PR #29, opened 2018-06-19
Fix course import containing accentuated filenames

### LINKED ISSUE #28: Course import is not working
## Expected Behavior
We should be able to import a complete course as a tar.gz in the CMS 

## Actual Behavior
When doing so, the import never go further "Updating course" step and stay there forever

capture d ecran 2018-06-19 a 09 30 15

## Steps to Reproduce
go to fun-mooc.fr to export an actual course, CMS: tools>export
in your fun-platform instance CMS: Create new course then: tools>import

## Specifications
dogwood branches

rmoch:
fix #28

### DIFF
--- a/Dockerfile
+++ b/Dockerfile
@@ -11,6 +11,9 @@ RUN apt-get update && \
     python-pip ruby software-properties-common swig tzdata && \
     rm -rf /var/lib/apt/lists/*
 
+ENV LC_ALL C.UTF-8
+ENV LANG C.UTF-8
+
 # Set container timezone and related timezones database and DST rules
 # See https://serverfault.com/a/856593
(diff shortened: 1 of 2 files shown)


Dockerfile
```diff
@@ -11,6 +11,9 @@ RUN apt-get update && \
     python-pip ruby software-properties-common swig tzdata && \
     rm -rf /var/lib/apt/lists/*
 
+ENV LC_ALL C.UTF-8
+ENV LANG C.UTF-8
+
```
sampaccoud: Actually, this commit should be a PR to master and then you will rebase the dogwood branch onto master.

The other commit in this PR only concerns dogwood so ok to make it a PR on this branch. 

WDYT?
···
→ Problem to work on: Report, for the data above, every line in which the string "should" appears.

→ Response for this exercise:
We should be able to import a complete course as a tar.gz in the CMS 
sampaccoud: Actually, this commit should be a PR to master and then you will rebase the dogwood branch onto master.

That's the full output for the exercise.